A Robust Method for Pitch Tracking in the Frequency Following Response using Harmonic Amplitude Summation Filterbank

TL;DR

This paper introduces a novel harmonic amplitude summation filterbank method for more accurate pitch tracking in frequency following responses, improving over traditional autocorrelation techniques by leveraging stimulus knowledge and harmonic prominence.

Contribution

It proposes the first F0 estimation algorithm for FFRs based on harmonic structure, utilizing a stimulus-aware filterbank and prominence-based peak selection for enhanced accuracy.

Findings

Outperformed ACF with up to 47.4% RMSE reduction.

Effective across a wide F0 range from 89 Hz to 452 Hz.

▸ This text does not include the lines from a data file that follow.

PR #3, opened 2021-01-27
WIP experimental pointwise dot() for powerlaw Legendre

TSGut:
The aim is to allow for fast and importantly t->1 compatible computation of \int_{-1}^1 (t-x)^a f(x) g(x) dx where f and g are given in Legendre polynomial coefficients.

### DIFF
--- a/src/stieltjes.jl
+++ b/src/stieltjes.jl
@@ -86,72 +86,31 @@ const PowKernelPoint{T,V,D,F} =  BroadcastQuasiVector{T, typeof(^), Tuple{Contin
 # cached operator implementation
 ####
 # Constructors support BigFloat and it's recommended to use them for high orders.
-mutable struct PowerLawIntegral{T, PP<:AbstractQuasiMatrix} <: AbstractCachedMatrix{T}
-    P::PP # OPs - only Legendre supported for now
-    a::T  # naming scheme follows (t-x)^a
-    t::T
-    data::Matrix{T}
-    datasize::Tuple{Int,Int}
-    array
-    function PowerLawIntegral{T, PP}(P::PP, a::T, t::T) where {T, PP<:AbstractQuasiMatrix}
-        new{T, PP}(P,a,t, pointwisecoeffmatrixdense(a,t,10),(10,10))
-    end
-end
-PowerLawIntegral(P::AbstractQuasiMatrix, a::T, t::T) where T = PowerLawIntegral{T,typeof(P)}(P,a,t)
-size(K::PowerLawIntegral) = (∞,∞) # potential to add maximum size of operator
-mutable struct PowerLawMatrix{T, PP<:AbstractQuasiMatrix} <: AbstractCachedMatrix{T}
-    P::PP # OPs - only Legendre supported for now
+mutable struct PowerLawMatrix{T, PP<:Normalized{<:Any,<:Legendre{<:Any}}} <: AbstractCachedMatrix{T}
+    P::PP # OPs - only normalized Legendre supported for now
     a::T  # naming scheme follows (t-x)^a
     t::T
     data::Matrix{T}
     datasize::Tuple{Int,Int}
     array
     function PowerLawMatrix{T, PP}(P::PP, a::T, t::T) where {T, PP<:AbstractQuasiMatrix}
-        new{T, PP}(P,a,t, pointwisecoeffmatrixdense(a,t,10),(10,10))
+        new{T, PP}(P,a,t, gennormalizedpower(a,t,10),(10,10))
     end
 end
 PowerLawMatrix(P::AbstractQuasiMatrix, a::T, t::T) where T = PowerLawMatrix{T,typeof(P)}(P,a,t)
 size(K::PowerLawMatrix) = (∞,∞) # potential to add maximum size of operator
 
 # data filling
-cache_filldata!(K::PowerLawIntegral, inds) = fillcoeffmatrix!(K, inds)
 cache_filldata!(K::PowerLawMatrix, inds) = fillcoeffmatrix!(K, inds)
 
 # because it really only makes sense to compute this symmetric operator in square blocks, we have to slightly rework some of LazyArrays caching and resizing
-function getindex(K::PowerLawIntegral{T, PP}, I::CartesianIndex) where {T,PP<:AbstractQuasiMatrix}
+function getindex(K::PowerLawMatrix{T, PP}, I::CartesianIndex) where {T,PP<:AbstractQuasiMatrix}
     resizedata!(K, Tuple(I))
     K.data[I]
 end
-function getindex(K::PowerLawIntegral{T,PP}, I::Vararg{Int,2}) where {T,PP<:AbstractQuasiMatrix}
-    resizedata!(K, Tuple([I...]))
-    K.data[I...]
-end
-function getindex(K::PowerLawMatrix{T, PP}, I::CartesianIndex) where {T,PP<:AbstractQuasiMatrix}
-    resizedata!(K, Tuple(I))
-    ℓ = K.datasize[1]
-    return (InfiniteArrays.Diagonal((2 .* (0:ℓ-1) .+1)/2)*(K.data))[I]
-end
 function getindex(K::PowerLawMatrix{T,PP}, I::Vararg{Int,2}) where {T,PP<:AbstractQuasiMatrix}
     resizedata!(K, Tuple([I...]))
-    ℓ = K.datasize[1]
-    return (InfiniteArrays.Diagonal((2 .* (0:ℓ-1) .+1)/2)*(K.data))[I...]
-end
-function resizedata!(K::PowerLawIntegral, nm) 
-    olddata = K.data
-    νμ = size(olddata)
-    nm = (maximum(nm),maximum(nm))
-    nm = max.(νμ,nm)
-    nm = (maximum(nm),maximum(nm))
-    if νμ ≠ nm
-        K.data = similar(K.data, nm...)
-        K.data[axes(olddata)...] = olddata
-    end
-    if maximum(nm) > maximum(νμ)
-        inds = Array(maximum(νμ):maximum(nm))
-        cache_filldata!(K, inds)
-        K.datasize = nm
-    end
-    K
+    K.data[I...]
 end
 function resizedata!(K::PowerLawMatrix, nm) 
     olddata = K.data
@@ -174,12 +133,12 @@ end
 ####
 # methods
 ####
-function *(K::PowKernelPoint,Q::Legendre{T}) where T
+function *(K::PowKernelPoint,Q::Normalized{<:Any,<:Legendre{<:Any}})
     t = K.args[1][0.]
     a = K.args[2]
     return Q*PowerLawMatrix(Q,a,t)
 end
-function dot(f::AbstractVector{T}, K::PowerLawIntegral, g::AbstractVector{T}) where T
+function dot(f::AbstractVector{T}, K::PowerLawMatrix, g::AbstractVector{T}) where T
     (i,conv1,conv2) = (0,1,2)
     while abs(conv1-conv2)>1e-15
         i = i+1
@@ -188,7 +147,7 @@ function dot(f::AbstractVector{T}, K::PowerLawIntegral, g::AbstractVector{T}) wh
     end
     return conv2
 end
-function *(g::Adjoint, K::PowerLawIntegral, f::AbstractVector)
+function *(g::Adjoint, K::PowerLawMatrix, f::AbstractVector)
     return dot(g',K,f)
 end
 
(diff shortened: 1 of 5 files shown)


TSGut:
@dlfivefifty I'm starting this PR to keep track of progress on this. 

For now, only a very straightforward pointwise evaluation via recurrence is implemented and there are almost certainly still big clashes with the quasi arrays design philosophy.

src/stieltjes.jl
```diff
@@ -75,4 +75,119 @@ end
...
+        i = i+1
+        conv1 = pointwisedot(f[1:i*20],g[1:i*20],a,t)
+        conv2 = pointwisedot(f[1:2*i*20],g[1:2*i*20],a,t)
+    end
+    return conv2
+end
+function dot(f::AbstractVector,M::PowerLawMatrix,g::AbstractVector)
+    return dot(f,(M.t .- axes(Legendre(),1)).^M.a,g)
+end
+function *(P::Legendre,M::PowerLawMatrix)
```
dlfivefifty, line 113: This seems back to front: we want to overload `*(::PowKernelPoint,  P::Legendre)` to return `Legendre() PowerLawMatrix(...)`

src/stieltjes.jl
```diff
@@ -75,4 +75,119 @@ end
...
+
+struct PowerLawMatrix{T} #<: AbstractMatrix{T} # TODO
+    a::T
+    t::T
+end
+
+############
+# METHODS
+############
+function dot(f::AbstractVector{T},K::PowKernelPoint{Float64,Float64,ChebyshevInterval{Float64}},g::AbstractVector{T}) where T
```
dlfivefifty, line 93: add spaces after `,` in argument lists

src/stieltjes.jl
```diff
@@ -75,4 +75,119 @@ end
...
+end
+function *(g::Adjoint,K::PowKernelPoint{<:Any,<:Any,<:ChebyshevInterval},f::AbstractVector)
+    return dot(g',K,f)
+end
+
+############
+# EVALUATE RECURRENCE
+############
+# experimental pointwise power law integral of Legendre product by recurrence
+function pointwisedot(f::AbstractVector{T},g::AbstractVector{T},a::Real,t::Real) where T
```
dlfivefifty, line 124: I'm a bit confused here. What is `coeff`? Can he adaptivity be done inside here? That is, let `f` and `g` be infinite.

dlfivefifty (changes requested):

src/stieltjes.jl
TSGut: With the way this currently stands (which I expect will change substantially) adaptivity can only work outside of that function by supplying larger pieces of f and g, i.e. overload dot(f,K,g) to do the adaptivity part when f and g are infinite. 

Is there a more natural way to have an adaptive scalar? That is, since dot(f,K,g) is the integral and returns a scalar value, what exactly would it mean to give adaptive output here? Is there a comparable example somewhere that I can have a look at?

TSGut:
Alright, with some minor tweaks to the AbstractCachedMatrix layout, this operator is now adaptive while still supporting BigFloat values. Next up is re-implementing the dot product stuff to work with this version!

src/stieltjes.jl
```diff
@@ -75,4 +75,165 @@ end
...
+
+    function PowerLawIntegral{T, PP}(P::PP, a::T, t::T) where {T, PP<:AbstractQuasiMatrix}
+        new{T, PP}(P,a,t, pointwisecoeffmatrixdense(a,t,10),(10,10))
+    end
+end
+PowerLawIntegral(P::AbstractQuasiMatrix, a::T, t::T) where T = PowerLawIntegral{T,typeof(P)}(P,a,t)
+size(K::PowerLawIntegral) = (∞,∞) # potential to add maximum size of operator
+
+# data filling
+function _legendrepowerlaw_fill_data!(K::PowerLawIntegral, inds)
```
dlfivefifty, line 133: Why this extra function?

TSGut: Just a leftover from the original structure I started with and can safely be removed.

TSGut:
@dlfivefifty I think this mostly does what I want it to now - anything else needed to make it work with Lanczos?

src/stieltjes.jl
```diff
@@ -75,4 +74,173 @@ end
...
     T[kr,:] * Diagonal(Vcat(2*convert(V,π)*c*log(c), 2c*D.diag.args[2]))
-end
\ No newline at end of file
+end
+
+#################################################
+# ∫f(x)g(x)(t-x)^a dx evaluation where f and g given in coefficients
+#################################################
+# recognize structure of W = P' * ((t .- x).^a .* P)
+const PowKernelIntegralPoint{T, V, D, F} = QuasiArrays.ApplyQuasiArray{T, 2, typeof(*), Tuple{QuasiArrays.QuasiAdjoint{T, Legendre{Float64}}, QuasiArrays.BroadcastQuasiArray{T, 2, typeof(*), Tuple{QuasiArrays.BroadcastQuasiArray{T, 1, typeof(^), Tuple{ContinuumArrays.AffineQuasiVector{T, V, Inclusion{V, D}, T}, F}}, Legendre{Float64}}}}} # method only works for Legendre for now, so require Legendre OPs.
```
dlfivefifty, line 83: This is weird. What we want is `(t .- x) .^ a .* P` to return `P * PowKernelMatrix(...)` so that `P' * ((t .- x) .^ a .* P) == P'P * PowKernelMatrix(...) = Diagonal(...) * PowKernelMatrix(...)`

src/stieltjes.jl
```diff
@@ -75,4 +74,173 @@ end
...
+end
+function *(g::Adjoint, K::PowKernelIntegralPoint, f::AbstractVector)
+    return dot(g',K,f)
+end
+
+####
+# cached operator implementation
+####
+# Constructors support BigFloat and it's recommended to use them for high orders.
+mutable struct PowerLawIntegral{T, PP<:AbstractQuasiMatrix} <: AbstractCachedMatrix{T}
```
dlfivefifty, line 116: This is a bad name: there is no `Integral`. It's literally just multiplication, that is, this represents the exact same matrix as `(t*I - X)^a` if `X` is the jacobi matrix.

src/stieltjes.jl
```diff
@@ -75,4 +74,173 @@ end
...
+function dot(f::AbstractVector{T}, K::PowKernelIntegralPoint, g::AbstractVector{T}) where T
+    # generate operator
+    a = K.args[2].args[1].args[2]
+    t = K.args[2].args[1].args[1][0.]
+    PP = K.args[2].args[2]
+    K = PowerLawIntegral(PP,BigFloat("$a"),BigFloat("$t"))
+    # check if infinite
+    (lf, lg) = (length(f),length(g))
+    maxl = maximum((lf, lg))
+    (maxl<∞) && return dot(pad(f,maxl),K[1:maxl,1:maxl],pad(g,maxl))
```
dlfivefifty, line 98: `f` and `g` should always be infinite as otherwise `K * g` doesn't make sense.

src/stieltjes.jl
dlfivefifty: To make this work we need to capture the broadcasted machinery. Something like this:
```julia
julia> const RPowKernelPointBroadcast{F<:Real} = Base.Broadcast.Broadcasted{<:Any,<:Any,typeof(^),<:Tuple{AffineQuasiVector,F}}
Base.Broadcast.Broadcasted{var"#s59",var"#s58",typeof(^),var"#s57"} where var"#s57"<:Tuple{AffineQuasiVector,F} where var"#s58" where var"#s59" where F<:Real

julia> Base.broadcasted(::LazyQuasiArrayStyle, ::typeof(*), K::RPowKernelPointBroadcast, P::Legendre) = "foo" # instead return P * PowKernelMatrix(...)

julia> (t .- x).^a .* P
"foo"
```

test/test_stieltjes.jl
```diff
@@ -68,3 +68,100 @@ end
...
+        t = 1.0000000001
+        Acached = PowerLawIntegral(Legendre(),a,t)
+        @test size(Acached) == (∞,∞)
+        @test Acached[1:20,1:20] == pointwisecoeffmatrixdense(a,t,20)
+    end
+    @testset "PowKernelPoint dot evaluation finite" begin
+        # basis
+        P = Legendre()
+        x = axes(P,1)
+        # set 1, same length coefficient vectors
```
dlfivefifty, line 88: Better to do  `@testset "set 1, same length coefficient vectors"` since then its easier to track down failures

dlfivefifty (changes requested):

src/stieltjes.jl
TSGut: Yeah, I knew something was still weird about the way this was set up. I actually have all of what you said there already working, just wasn't sure what structure we want. This should help me fix it with the next commit, thanks!

src/stieltjes.jl
TSGut: This isn't quite true as it's currently implemented but we can easily make it so that it is!

Put simply, the matrix that we are generating here is already P'P * PowKernelMatrix(...) in your terminology, so it isn't PowKernelMatrix(...) itself and it gives a different result from (t*I - X)^a (it's that but scaled by Legendre orthogonality coefficients). So that's why I called it PowerLawIntegral, because it does already contain the knowledge that it's there for integration.

We have a lot of ways to implement this differently but the recurrence method I derived much more naturally produces P'P * PowKernelMatrix(...). If you want PowKernelMatrix itself then the most simple way to get it is to compute PowerLawIntegral as it currently stands and then remove the scaling by multiplying with a diagonal matrix.

This seems in line with your other comment about wanting `P' * ((t .- x) .^ a .* P) == P'P * PowKernelMatrix(...)`, so I guess I'll just change it to that?

TSGut:
This version now satisfies what you described in https://github.com/JuliaApproximation/ClassicalOrthogonalPolynomials.jl/pull/3#discussion_r568150696

If we want to just do repeated fast integration, it's faster to just use PowerLawIntegral, which directly computes and caches (P'P)*PowerLawMatrix(...). But for simple applications PowerLawMatrix itself is fine and does exactly what (t*I-jacobimatrix(P))^a would do.

src/stieltjes.jl
dlfivefifty: Does this just mean we want to focus on `Normalized(Legendre()`? So that `P'P == I`?

TSGut: If P'P=I, then (t*I - X)^a is symmetric and indeed PowerLawIntegral = PowerLawMatrix. I haven't done it but am fairly certain I can modify the recurrence to be valid for normalized Legendre instead. Then there would be no need to have two types of operators here. It's up to - if you'd prefer that I can do it.

dlfivefifty: I think it will be a lot cleaner.

We may wish to improve `Normalized(Legendre())` to use explicit formulae for the Jacobi matrix instead of the generic fall back (which is to symmetrize the Jacobi operator)

TSGut: That's just n/sqrt((4*n^2-1)) on the sub and super diagonal, right? Should I overload it for normalized Legendre in normalized.jl?

dlfivefifty: Since normalized.jl is loaded first it should be in jacobi.jl. (Or if you feel like it you could move out the `Legendre()` code to a new file, legendre.jl). Something like this would probably be the simplest:
```julia
function jacobimatrix(::Normalized{<:Any,<:Legendre})
   b = ...#  super-diagonal as lazy BroadcastVector. Note first entry is ignored
    Symmetric(_BandedMatrix(b', (-1,1)))
end
recurrencecoefficients(:: Normalized{<:Any,<:Legendre}) = ...
```
(Unfortunately we can't use `SymTridiagonal(Zeros(∞), b)` since `SymTridiagonal` requires both vectors to be the same type. Down the line I may make my own more general version of `SymTridiagonal`.)

dlfivefifty: > That's just n/sqrt(4*n^2-1) on the sub and super diagonal, right? 

No idea but easy to check for yourself by making sure you match current behaviour: 
```julia
julia> jacobimatrix(Normalized(Legendre()))
∞×∞ Symmetric{Float64,BandedMatrices.BandedMatrix{Float64,LazyArrays.ApplyArray{Float64,2,typeof(vcat),Tuple{Adjoint{Float64,FillArrays.Zeros{Float64,1,Tuple{InfiniteArrays.OneToInf{Int64}}}},Adjoint{Float64,LazyArrays.BroadcastArray{Float64,1,typeof(/),Tuple{LazyArrays.BroadcastArray{Float64,1,typeof(*),Tuple{LazyArrays.BroadcastArray{Float64,1,typeof(/),Tuple{InfiniteArrays.InfStepRange{Float64,Float64},InfiniteArrays.InfStepRange{Int64,Int64}}},ClassicalOrthogonalPolynomials.NormalizationConstant{Float64,Legendre{Float64}}}},SubArray{Float64,1,ClassicalOrthogonalPolynomials.NormalizationConstant{Float64,Legendre{Float64}},Tuple{InfiniteArrays.InfUnitRange{Int64}},false}}}}}},InfiniteArrays.OneToInf{Int64}}} with indices OneToInf()×OneToInf():
 0.0      0.57735    ⋅         ⋅         ⋅         ⋅         ⋅         ⋅         ⋅         ⋅         ⋅         ⋅         ⋅        …  
 0.57735  0.0       0.516398   ⋅         ⋅         ⋅         ⋅         ⋅         ⋅         ⋅         ⋅         ⋅         ⋅           
  ⋅       0.516398  0.0       0.507093   ⋅         ⋅         ⋅         ⋅         ⋅         ⋅         ⋅         ⋅         ⋅           
  ⋅        ⋅        0.507093  0.0       0.503953   ⋅         ⋅         ⋅         ⋅         ⋅         ⋅         ⋅         ⋅           
  ⋅        ⋅         ⋅        0.503953  0.0       0.502519   ⋅         ⋅         ⋅         ⋅         ⋅         ⋅         ⋅           
  ⋅        ⋅         ⋅         ⋅        0.502519  0.0       0.501745   ⋅         ⋅         ⋅         ⋅         ⋅         ⋅        …  
  ⋅        ⋅         ⋅         ⋅         ⋅        0.501745  0.0       0.50128    ⋅         ⋅         ⋅         ⋅         ⋅           
  ⋅        ⋅         ⋅         ⋅         ⋅         ⋅        0.50128   0.0       0.500979   ⋅         ⋅         ⋅         ⋅           
  ⋅        ⋅         ⋅         ⋅         ⋅         ⋅         ⋅        0.500979  0.0       0.500773   ⋅         ⋅         ⋅           
  ⋅        ⋅         ⋅         ⋅         ⋅         ⋅         ⋅         ⋅        0.500773  0.0       0.500626   ⋅         ⋅           
  ⋅        ⋅         ⋅         ⋅         ⋅         ⋅         ⋅         ⋅         ⋅        0.500626  0.0       0.500517   ⋅        …  
  ⋅        ⋅         ⋅         ⋅         ⋅         ⋅         ⋅         ⋅         ⋅         ⋅        0.500517  0.0       0.500435     
  ⋅        ⋅         ⋅         ⋅         ⋅         ⋅         ⋅         ⋅         ⋅         ⋅         ⋅        0.500435  0.0          
  ⋅        ⋅         ⋅         ⋅         ⋅         ⋅         ⋅         ⋅         ⋅         ⋅         ⋅         ⋅        0.50037      
  ⋅        ⋅         ⋅         ⋅         ⋅         ⋅         ⋅         ⋅         ⋅         ⋅         ⋅         ⋅         ⋅           
 ⋮                                                ⋮                                                 ⋮                             ⋱  
```

TSGut: Okay, yes that checks out. I'll add that in a first step and then modify the PowerLawMatrix stuff to be for normalized Legendre polynomials instead.

test/test_normalized.jl
```diff
@@ -3,14 +3,16 @@ import ClassicalOrthogonalPolynomials: NormalizationConstant, NormalizedBasisLay
...
+
 @testset "Normalized" begin
     @testset "Legendre" begin
         P = Legendre()
         Q = Normalized(P)
 
         @testset "Basic" begin
             @test MemoryLayout(Q) isa NormalizedBasisLayout
-            @test @inferred(Q\Q) ≡ Eye(∞)
+            @test_broken @inferred(Q\Q) ≡ Eye(∞)
```
TSGut, line 15: This line throws an error for me. I'll have to check if this is somehow caused on my end or if this is happening on master branch too. Everything else seems fine with this.

dlfivefifty: What's the error?

TSGut: I'm getting

```julia
julia> P = Legendre()
Legendre{Float64}

julia> Q = Normalized(P)
Normalized(Legendre{Float64})

julia> Q\Q
∞×∞ LinearAlgebra.Diagonal{Float64, Ones{Float64, 1, Tuple{InfiniteArrays.OneToInf{Int64}}}} with indices OneToInf()×OneToInf()

julia> Eye(∞)
∞×∞ LinearAlgebra.Diagonal{Float64, Ones{Float64, 1, Tuple{InfiniteArrays.OneToInf{Int64}}}} with indices OneToInf()×OneToInf()

julia> @inferred(Q\Q) ≡ Eye(∞)
ERROR: LoadError: return type LinearAlgebra.Diagonal{Float64, Ones{Float64, 1, Tuple{InfiniteArrays.OneToInf{Int64}}}} does not match inferred return type Any
Stacktrace:
 [1] error(s::String)
   @ Base ./error.jl:33
 [2] top-level scope
   @ ~/Documents/Projects/ClassicalOrthogonalPolynomials.jl/test/test_normalized.jl:11
```

dlfivefifty: hmm that's also broken on mine...

dlfivefifty: ohhh... is the error being thrown in the REPL or when running as a test? 

The REPL isn't as good for type inference... but we can always just remove the `@inferred`

TSGut: Yes, this was in REPL. In that case the normalized Legendre stuff based on explicit formulae seems to work fine then.

src/stieltjes.jl
TSGut: @dlfivefifty The recurrence seems to be unstable when used to directly generate the normalized Legendre version, it degenerates after only a couple dozen orders, whereas it's perfectly stable into thousands and higher if we do Diagonal() * unnormalized(). Not exactly sure why that is, but it doesn't look like there's an obvious way around it.

dlfivefifty: that's very weird..

TSGut: I thought so too. I guess I'll keep looking for a bug that could be causing this but it certainly would be a strange bug to be accurate to order 20-30 and then become unstable when I'm basically just modifying the recurrence with the normalizations.

TSGut: Okay I figured it out but basically by luck. There was a strange interaction caused by a call to BigFloat in a wrong place. Commit with normalized version coming up.

TSGut:
Alright, this all works now:

```julia
# basis
P = Normalized(Legendre())
x = axes(P,1)
# some functions
f = P \ exp.(x.^2)
g = P \ (sin.(x).*exp.(x.^(2)))
# some parameters for (t-x)^a
a = BigFloat("1.23")
t = BigFloat("1.00001")
# define powerlaw multiplication
W = (t.-x).^a
# check if it can compute the integral correctly
@test g'*(P'*(W*P)*f) ≈ -2.656108697646584 # Mathematica
```

dlfivefifty:
We want to also support `a < 0`. Can you add tests for this?

TSGut:
As long as a>-1 and t>1 this approach will yield correct results, I added a few tests for negative a. There is also a variation that should work for t \in (0,1) if that's important to us. Currently only t>1 supported.

dlfivefifty:
For -1 < t < 1, do you mean with `|t-x|^a`? That doesn't seem useful at the moment but I'd recommend adding the code now as you may forget in the future when its needed.

TSGut:
> For -1 < t < 1, do you mean with `|t-x|^a`?

Yes, since otherwise the result is complex. Actually, the implementation as is already can do -1 < t < 1 if a is an integer but when a is integer it's much better to just use the Jacobi matrix.

dlfivefifty:
> Actually, the implementation as is already can do -1 < t < 1 if a is an integer but when a is integer it's much better to just use the Jacobi matrix.

How can the Jacobi matrix deal with `|t -  x|`? Or did you mean an even integer?

What about `t > 1` and `a < -1`? (For some reason I thought this might be useful but I can't remember why...)

TSGut:
Yes, what I said was probably a bit unclear. What I meant was that for (t-x)^a, not |t-x|^a, we can use the Jacobi matrix in the case where a integer and that doesn't care about whether t is in (-1,1) or >1. Note that this only really makes sense for a is integer, since otherwise we get complex numbers. For the |t-x|^a and t in (-1,1), which would result in real numbers, we would need to implement something that would look basically like our equilibrium measures power law thing.

Now as I said before for (t-x)^a without abs() and in the case where t>1, a>-1, the method works as is.

To answer your question about (t-x)^a without abs(), when a<-1....it's complicated. Basically, consider the following:
```julia
# basis
P = Normalized(Legendre())
x = axes(P,1)

# define some situation where a<-1
a = -1.7
t = 1.2
K = PowerLawMatrix(P,BigFloat("$a"),BigFloat("$t"))

# define function and expected result
gvec = P \ sin.(x)
res(x) = sin(x)/(1.2-x)^1.7

# compute (t-x)^a*sin(x) via powerlawmatrix
u = (P[:,1:100]*(K*gvec)[1:100])

# check result
y = rand(1)[1]
@test u[y] ≈ res(y)
```

When I run this and other examples like it, to my surprise, the tests pass just fine. So yes, this approach does work when a<-1 but right now I cannot tell you why. 🤣 My proof of this method's underlying recurrence requires us to be able to integrate \int_{-1}^1 (t-x)^a f_n g_m P_n(x) P_m(x) dx. Now when a<-1 I was under the impression that we lose integrability and thus the whole thing doesn't work. Apparently that's not the case, the recurrence approach keeps working for a<-1.

dlfivefifty:
When `t > 1` then you don't lose integrability

I assume you mean the standard approach works better for _positive_ integers. Perhaps for negative integers this is better. (note for ` a = -1` this becomes just the Cauchy transform) We can in any case special-case integers if needed...

TSGut:
Yes, positive integers. It actually can't do negative integers because the coefficients include terms like 1/((a+1)*(a+2)...). Maybe that can be salvaged somehow, I haven't thought about negative integer a much.

And yes of course, there you go. I must have been thinking about the power law kernel case too much, t>1 and a<-1 is integrable so the thing works. Nice. :)

dlfivefifty:
note negative integers can be applied in `O(|a|*n)` by just repeatedly applying `(X - a*I) \ v`

TSGut:
> note negative integers can be applied in `O(|a|*n)` by just repeatedly applying `(t*I-X) \ v`

It sounds like it would probably make sense to treat positive and negative integers as separate special cases then and just use repeated `(t*I-X) \ v` or a simple `(t*I-X)^a*v`. I doubt the recurrence approach will match these in speed, even if we do end up implementing an approximately banded version (right now it's doing it dense).

TSGut:
See https://github.com/JuliaApproximation/ClassicalOrthogonalPolynomials.jl/pull/34 for continuation of this.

Validated on FFRs from 16 subjects with natural speech stimuli.

Abstract

The Frequency Following Response (FFR) reflects the brain's neural encoding of auditory stimuli including speech. Because the fundamental frequency (F0), a physical correlate of pitch, is one of the essential features of speech, there has been particular interest in characterizing the FFR at F0, especially when F0 varies over time. The standard method for extracting F0 in FFRs has been the Autocorrelation Function (ACF). This paper investigates harmonic-structure-based F0 estimation algorithms, originally developed for speech and music, and resolves their poor performance when applied to FFRs in two steps. Firstly, given that unlike in speech or music, stimulus F0 of FFRs is already known, we introduce a stimulus-aware filterbank that selectively aggregates amplitudes at F0 and its harmonics while suppressing noise at non-harmonic frequencies. This method, called Harmonic Amplitude Summation (HAS), evaluates F0 candidates only within a range centered around the stimulus F0. Secondly, unlike other pitch tracking methods that select the highest peak, our method chooses the most prominent one, as it better reflects the underlying periodicity of FFRs. To the best of our knowledge, this is the first study to propose an F0 estimation algorithm for FFRs that relies on harmonic structure. Analyzing recorded FFRs from 16 normal hearing subjects to 4 natural speech stimuli with a wide F0 variation from 89 Hz to 452 Hz showed that this method outperformed ACF by reducing the average Root-Mean-Square-Error (RMSE) within each response and stimulus F0 contour pair by 8.8% to 47.4%, depending on the stimulus.